After being rebuffed twice by federal courts, J&J is attempting again to end the talc litigation in a so-called “Texas two-step” bankruptcy.
The two-step maneuver involves offloading its talc liability onto a newly created subsidiary, which then declares Chapter 11. The goal is to use the proceeding to force all claimants into one settlement without requiring J&J to file bankruptcy itself.
Some lawyers representing tens of thousands of cancer victims oppose J&J’s plan to attempt the legal maneuver a third time and are locked in a bitter battle with the company.
Courts rejected J&J’s previous two-step bankruptcies in New Jersey, where the company is headquartered, on the grounds that its subsidiary lacked the “financial distress” required for Chapter 11 protection. J&J plans to have its subsidiary file bankruptcy in Texas this time, where some legal experts have said it could get a different opinion on the financial-distress standard.
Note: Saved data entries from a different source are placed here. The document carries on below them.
PR #1465, opened 2017-03-10
Rework groupby style syntax into array

rreusser:
As discussed, groupby transform styling permits arbitrary keys which, in addition to not fitting into the plot schema, will fail if a group ends with `*src`. This PR starts the switch to array-of-objects style by first simply breaking all of the tests.

### DIFF
--- a/src/transforms/groupby.js
+++ b/src/transforms/groupby.js
@@ -35,14 +35,24 @@ exports.attributes = {
         ].join(' ')
     },
     style: {
-        valType: 'any',
-        dflt: {},
-        description: [
-            'Sets each group style.',
-            'For example, with `groups` set to *[\'a\', \'b\', \'a\', \'b\']*',
-            'and `style` set to *{ a: { marker: { color: \'red\' } }}',
-            'marker points in group *\'a\'* will be drawn in red.'
-        ].join(' ')
+        target: {
+            valType: 'any',
+            role: 'info',
+            description: [
+                'The group value which receives these styles.'
+            ].join(' ')
+        },
+        value: {
+            valType: 'any',
+            role: 'info',
+            dflt: {},
+            description: [
+                'Sets each group style.',
+                'For example, with `groups` set to *[\'a\', \'b\', \'a\', \'b\']*',
+                'and `style` set to *{ a: { marker: { color: \'red\' } }}',
+                'marker points in group *\'a\'* will be drawn in red.'
+            ].join(' ')
+        },
     }
 };
 
@@ -71,10 +81,26 @@ exports.supplyDefaults = function(transformIn) {
     if(!enabled) return transformOut;
 
     coerce('groups');
-    coerce('style');
+
+    var styleIn = transformIn.style;
+    var styleOut = transformOut.style = [];
+
+    if(Array.isArray(styleIn)) {
+        // If styles are an array, then sanitize them against the schema:
+        for(var i = 0; i < styleIn.length; i++) {
+            styleOut[i] = {};
+            Lib.coerce(styleIn[i], styleOut[i], exports.attributes.style, 'target');
+            Lib.coerce(styleIn[i], styleOut[i], exports.attributes.style, 'value');
+        }
+    } else {
+        // Otherwise, this is deprecated keyed-object-style styles and we
+        // just pass the object through as the index itself:
+        transformOut.style = transformIn.style;
+    }
 
     return transformOut;
 };
+
 
 /**
  * Apply transform !!!
@@ -115,6 +141,7 @@ function pasteArray(newTrace, trace, j, a) {
 }
 
 function transformOne(trace, state) {
+    var i;
     var opts = state.transform;
     var groups = trace.transforms[state.transformIndex].groups;
 
@@ -128,9 +155,20 @@ function transformOne(trace, state) {
 
     var arrayAttrs = PlotSchema.findArrayAttributes(trace);
 
-    var style = opts.style || {};
+    var style = opts.style || [];
+    var styleIndex = style;
 
-    for(var i = 0; i < groupNames.length; i++) {
+    // If the styles are an array, then translate it into an index keyed on the
+    // target. Otherwise just use the object provided for the sake of backward
+    // compatibility.
+    if(Array.isArray(style)) {
+        styleIndex = {};
+        for(i = 0; i < style.length; i++) {
+            styleIndex[style[i].target] = style[i].value;
+        }
+    }
+
+    for(i = 0; i < groupNames.length; i++) {
         var groupName = groupNames[i];
 
         var newTrace = newData[i] = Lib.extendDeepNoArrays({}, trace);
@@ -145,9 +183,9 @@ function transformOne(trace, state) {
 
         newTrace.name = groupName;
 
-        // there's no need to coerce style[groupName] here
+        // there's no need to coerce styleIndex[groupName] here
         // as another round of supplyDefaults is done on the transformed traces
-        newTrace = Lib.extendDeepNoArrays(newTrace, style[groupName] || {});
+        newTrace = Lib.extendDeepNoArrays(newTrace, styleIndex[groupName] || {});
     }
 
     return newData;
--- a/src/transforms/groupby.js
+++ b/src/transforms/groupby.js
@@ -49,7 +49,7 @@ exports.attributes = {
             description: [
                 'Sets each group style.',
                 'For example, with `groups` set to *[\'a\', \'b\', \'a\', \'b\']*',
-                'and `style` set to *{ a: { marker: { color: \'red\' } }}',
+                'and `style` set to *[{target: \'a\': { marker: { color: \'red\' } }}]',
                 'marker points in group *\'a\'* will be drawn in red.'
             ].join(' ')
         },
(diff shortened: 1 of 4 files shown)


src/transforms/groupby.js
```diff
@@ -35,14 +35,24 @@ exports.attributes = {
         ].join(' ')
     },
     style: {
```
rreusser: @etpinard @alexcjohnson Comparing this to similar cases, I'm not 100% sure what `_isLinkedToArray` does or whether it's needed here. I've omitted it.

src/transforms/groupby.js
```diff
@@ -35,14 +35,24 @@ exports.attributes = {
...
-        valType: 'any',
-        dflt: {},
-        description: [
-            'Sets each group style.',
-            'For example, with `groups` set to *[\'a\', \'b\', \'a\', \'b\']*',
-            'and `style` set to *{ a: { marker: { color: \'red\' } }}',
-            'marker points in group *\'a\'* will be drawn in red.'
-        ].join(' ')
+        target: {
+            valType: 'any',
```
rreusser: Does `valType: 'any'` make sense or should it be strings? As-is styling by numbers is implicitly converted to a string-keyed object anyway, so I'm not 100% sure the right answer here.

rreusser: Maybe weird, maybe not:

screen shot 2017-03-10 at 12 18 01

src/transforms/groupby.js
```diff
@@ -128,9 +155,20 @@ function transformOne(trace, state) {
...
     var arrayAttrs = PlotSchema.findArrayAttributes(trace);
 
-    var style = opts.style || {};
+    var style = opts.style || [];
+    var styleIndex = style;
+
+    // If the styles are an array, then translate it into an index keyed on the
+    // target. Otherwise just use the object provided for the sake of backward
+    // compatibility.
+    if(Array.isArray(style)) {
```
rreusser: Note: I could have translated the object in to array style format to get a nice consistent result on `fullData`, except the useful format is actually as originally defined since it needs a lookup so that it would just have to be translated *back* to the key-value style down below. That way would be a bit cleaner and may need to happen; this way just minimizes the back and forth. No strong feelings here.

alexcjohnson: backward-compatibility fixes should go in [cleanData](https://github.com/plotly/plotly.js/blob/master/src/plot_api/helpers.js#L245) so they only happen when new data comes in, and they change the data to current format.

src/transforms/groupby.js
alexcjohnson: not so weird:
```js
0.20000000000000001 === 0.2
true
```

We definitely want numbers treated as strings for these purposes, so `target: 1` should match `'1'` in the data, and vice versa.

`valType: 'string'` might make sense to help accomplish this - with `strict` omitted so numbers get stringified. That would cause us to ignore array, object, null, and undefined targets, which seems right. All else equal I might have permitted booleans to pass through (stringified) but if it simplifies things - which it looks like it does - then lets leave those out.

src/transforms/groupby.js
alexcjohnson: I should probably let @etpinard handle this but I think you want both `_isLinkedToArray` and `_arrayAttrRegexps` - the latter of which won't get used yet but when we extend the array editing stuff I did in `relayout` to `restyle` it will be important.

see https://github.com/plotly/plotly.js/blob/master/src/components/updatemenus/attributes.js#L17-L52

src/transforms/groupby.js
rreusser: Failed to initially appreciate the full meaning of "only when new data comes in." Moved to cleanData. 👍

src/transforms/groupby.js
rreusser: That was my template, but I had a hard time tracking down exactly what it *does*. See: [registry.js#L100-L105](https://github.com/plotly/plotly.js/blob/master/src/registry.js#L100-L105). It seems like since `groupby` has no `layoutAttributes`, this key will have no effect.

src/transforms/groupby.js
rreusser: Sounds good. I guess my discomfort is just in relying upon implicit conversion of keys to strings to sort out numerical identity. Like if your group were `0.2` and your style key were computed in JS as `0.3 - 0.1`, I don't think it would find the right style.

rreusser: Not really a problem in JSON, but a little weird in plain JS API usage:

screen shot 2017-03-10 at 13 54 48

src/transforms/groupby.js
alexcjohnson: right, at the moment `_arrayAttrRegexps` doesn't do anything inside traces, it's just a question of if we want to put it in so we don't forget about this when we *do* get to implementing it. Maybe better not to include it, in case we implement it a different way. I think `_isLinkedToArray` matters to [plot_schema](https://github.com/plotly/plotly.js/blob/master/src/plot_api/plot_schema.js) already though, doesn't it?

src/transforms/groupby.js
alexcjohnson: I think that would still be a problem with numeric keys, unless you implement some sort of fuzzy equality, which sounds even more dangerous.

src/transforms/groupby.js
rreusser: Added `_isLinkedToArray` but did not add `_arrayAttrRegexps`, which I think only applies to *nested* array attributes like `updatemenus[...].buttons`. Technically this is `transforms[...].styles`, so I'm not totally sure where this would need to be added. At the transform level vs. *inside* styles, perhaps? Glad to add it blindly, but without really knowing how to test it, I think maybe better omit.

src/transforms/groupby.js
rreusser: Agreed. FWIW [`almost-equal`](https://github.com/scijs/almost-equal) combines absolute and relative tolerance in a way that seems generally desirable, but I think definitely best to ignore it and just keep in mind that it's a little picky.

rreusser:
Noticed a small typo in the style docs. No rush on the review, but I'm content with this for now.

rreusser:
Failure appears to be a fluke due to cholorpleth, perhaps? I'll push a dummy commit in a bit unless someone wants to hit the rebuild button.

screen shot 2017-03-10 at 15 23 34

test/jasmine/tests/transform_groupby_test.js
```diff
@@ -401,17 +467,20 @@ describe('groupby', function() {
...
                                 color: 'red'
                             }
                         }
-                    },
-                    b: {
+                    }
+                }, {
+                    target: 'b',
+                    value: {
                         mode: 'markers+lines', // heterogeonos attributes are OK: group 'a' doesn't need to define this
```
alexcjohnson: not that this is new, but heterogeneous

But that makes me wonder: you don't need to supply `style` for every group, do you? If you omit it entirely for a group, you just get the styling contained in the parent trace, yes? Want to test that?

This has an interesting use case, I think, that wouldn't have worked (at least not nearly as well) the old way: you could have a "highlight" style to do something special to one group you're focusing on, and to focus on a different group you just change `target`. And if you want to focus on none, change `target` to some value that's not a group at all (does this work or does it complain?)

Also, there's a case we couldn't have previously: what if two targets are the same? I could imagine wanting to do this in exactly the "focus style" example... you have styles for each group (say, different marker colors) but then there's a different style you want to move between groups... in that case the actual style to apply to a given group would be the composition of all styles targeting the group. Should we support this? Or do something else if you get the same target more than once?

src/transforms/groupby.js
etpinard: Maybe we should name this attributes `styles` instead? All (I think) `isLinkedToArray` attribute have plural names.

test/jasmine/tests/transform_groupby_test.js
etpinard: > If you omit it entirely for a group, you just get the styling contained in the parent trace, yes? Want to test that?

That should be already part of the suite. But yes, we should test that.

> in that case the actual style to apply to a given group would be the composition of all styles targeting the group. Should we support this? Or do something else if you get the same target more than once?

I don't see a problem with supporting multiple styles item with the same `target`. Style items with the same `target` would simply be applied in sequence to the transformed traces.

src/transforms/groupby.js
rreusser: Is that an acceptable change for cleanData?

test/jasmine/tests/transform_groupby_test.js
rreusser: @alexcjohnson No, you don't need to specify for all. Or to be more precise, you don't need to now *if* you didn't before. 😄 

At the moment, I'm internally transforming the style array into a key-value index that matches the old specification format. So if two are the same, the last in the array will overwrite other instances. I think merging would be an appropriate use case mergeDeepNoArrays. I don't personally find it a *particularly* compelling use-case, but it's a pretty straightforward change to add support for pretty weird user input.

src/transforms/groupby.js
etpinard: Yes :+1:

rreusser:
Trying to close out PRs. Reading through this, I'm not sure if I have anything to add to it.

etpinard:
> Trying to close out PRs. Reading through this, I'm not sure if I have anything to add to it.

Looks like https://github.com/plotly/plotly.js/pull/1465/files#r105486264 was never addressed.

PR #1991, opened 2017-09-06
Test mathjax

alexcjohnson:
- Tests the current state of our MathJax rendering, including a "visual TODO list" of things that we would like to support but currently either do not or they are actively broken (`$` is replaced by `H` in the mock where it wouldn't work correctly)
- Fixes a bug with our `Plotly.plot` promise chain that meant multiple MathJax items in different parts of the plot would render but the plot would report being done before it really had finished. Prior to this change, the mock fails.

cc @etpinard - hopefully this will fix our MathJax image export issues.


src/plot_api/plot_api.js
```diff
@@ -107,7 +107,7 @@ Plotly.plot = function(gd, data, layout, config) {
     // any part of the plotting code can push to gd._promises, then
     // before we move to the next step, we check that they're all
     // complete, and empty out the promise list again.
-    gd._promises = [];
+    if(!Array.isArray(gd._promises)) gd._promises = [];
```
alexcjohnson: This I didn't write a test for... but I made this change so that if you make a plot, then change it before its promises have finished, you should still wait for them (via [`previousPromises`](https://github.com/plotly/plotly.js/pull/1991/files#diff-2941ab69a12080c0633ff4ac8ea3aa83R376)) so you don't get a race condition between them and the new plot (with the old ones potentially overwriting elements of the new plot you made).

I haven't actually managed to cause any ill effects without this change in manual testing, but I think it's safer this way.

src/plot_api/plot_api.js
```diff
@@ -384,14 +384,16 @@ Plotly.plot = function(gd, data, layout, config) {
...
-        Plots.rehover
+        Plots.rehover,
+        Plots.previousPromises
     ];
 
-    Lib.syncOrAsync(seq, gd);
-
     // even if everything we did was synchronous, return a promise
     // so that the caller doesn't care which route we took
-    return Promise.all(gd._promises).then(function() {
```
alexcjohnson: This was the crux of the issue: if you have more than one async item in `seq`, only the promises added to `gd._promises` by the first one will exist when this `Promise.all` is called (at the synchronous return of `Lib.syncOrAsync`), so any added after that will not be awaited. But `Plots.previousPromises` (added to the end of `seq` above) looks at `gd._promises` when it's actually invoked so it gets them all.

etpinard: Solid investigation work :microscope: :tada: :1st_place_medal: 

Is this enough to close https://github.com/plotly/plotly.js/issues/76 you think?

etpinard:
I tested this locally using the old (i.e. current aka `imagetest`) image server and I didn't detect any flakiness. The new `image-exporter` is working beautifully too.

To make sure (sure), I'll manually rebuild this branch on CI a few times.

etpinard:
Moreover, I'm thinking that we could start testing `MathJax` using jasmine in a separate [`bundle_tests/`](https://github.com/plotly/plotly.js/tree/master/test/jasmine/bundle_tests) suite. The MathJax `<script>` could be added [here](https://github.com/plotly/plotly.js/blob/253eb247523e1f69041342ba7f0918ce8ac85a59/test/jasmine/karma.conf.js#L227).

src/plot_api/plot_api.js
alexcjohnson: > Is this enough to close #76 you think?

I think so!

alexcjohnson:
> To make sure (sure), I'll manually rebuild this branch on CI a few times.

One unrelated error, but the mathjax part succeeded 4/4 times on circle and all the times we've done it locally - looks pretty solid to me, ready to go?

etpinard:
> 4/4 times

I want 5/5; so one more run ->  https://circleci.com/gh/plotly/plotly.js/4955

etpinard:
It's green :white_check_mark: 

:dancer: :dancer: :dancer:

J&J’s current plan differs from the previous two in several key respects. The latest settlement offer addresses allegations talc caused ovarian and other gynecological cancers, which are the bulk of the claims J&J faces.
It excludes other claims, including those from plaintiffs alleging asbestos-laced talc caused their mesothelioma, a deadly cancer that attacks a thin layer of tissue that covers many internal organs. J&J says its talc does not contain asbestos.
The company has settled nearly all mesothelioma cases outside of bankruptcy court, as well as claims from states alleging J&J misled consumers about the safety of its talc. Those agreements removed opposition that helped derail its previous two-step bankruptcies.
J&J also this time solicited settlement votes before a bankruptcy filing. The previous Chapter 11 cases contemplated claimants voting after the filing.
J&J wants to use Chapter 11 proceedings because bankruptcy judges can enforce global settlements that permanently halt all related lawsuits and forbid new ones, all for a capped payout.
In the trial-court system, instead of in bankruptcy court, any settlement J&J reached with some clients would still leave holdouts or future plaintiffs with the right to sue, potentially exposing the company to the kind of multibillion-dollar verdicts that spurred it to pursue the two-step strategy in the first place.
J&J has won most cases that have gone to trial. But its losses include a Missouri verdict for ovarian-cancer victims that ultimately cost J&J $2.1 billion.